#### Information shown

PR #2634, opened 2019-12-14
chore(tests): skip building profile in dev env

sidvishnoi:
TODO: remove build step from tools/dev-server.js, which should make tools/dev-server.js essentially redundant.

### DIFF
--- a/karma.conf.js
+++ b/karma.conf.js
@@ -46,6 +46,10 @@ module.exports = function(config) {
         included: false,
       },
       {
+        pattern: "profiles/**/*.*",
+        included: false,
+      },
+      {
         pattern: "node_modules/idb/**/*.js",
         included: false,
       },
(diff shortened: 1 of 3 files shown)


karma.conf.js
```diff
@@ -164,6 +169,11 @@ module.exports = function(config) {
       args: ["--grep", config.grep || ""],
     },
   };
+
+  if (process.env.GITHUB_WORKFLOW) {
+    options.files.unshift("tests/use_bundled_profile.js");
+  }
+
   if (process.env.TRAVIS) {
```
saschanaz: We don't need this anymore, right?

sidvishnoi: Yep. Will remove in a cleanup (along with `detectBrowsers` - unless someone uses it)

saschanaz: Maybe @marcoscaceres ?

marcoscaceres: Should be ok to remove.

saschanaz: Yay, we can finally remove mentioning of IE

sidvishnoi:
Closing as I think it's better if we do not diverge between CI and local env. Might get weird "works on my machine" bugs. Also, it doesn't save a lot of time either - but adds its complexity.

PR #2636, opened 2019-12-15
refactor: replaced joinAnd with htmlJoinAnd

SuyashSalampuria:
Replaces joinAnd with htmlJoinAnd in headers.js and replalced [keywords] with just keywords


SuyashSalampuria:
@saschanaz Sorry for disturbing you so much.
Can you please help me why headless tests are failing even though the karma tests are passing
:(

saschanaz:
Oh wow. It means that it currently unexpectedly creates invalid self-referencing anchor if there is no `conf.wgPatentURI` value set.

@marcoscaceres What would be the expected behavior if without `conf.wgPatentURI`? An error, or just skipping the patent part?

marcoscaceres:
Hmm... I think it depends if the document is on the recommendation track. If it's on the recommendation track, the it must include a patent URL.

########

> Action item: Only a number is expected here: the count of lines in the records above that include the word "htmlJoinAnd".

> Expected answer: 2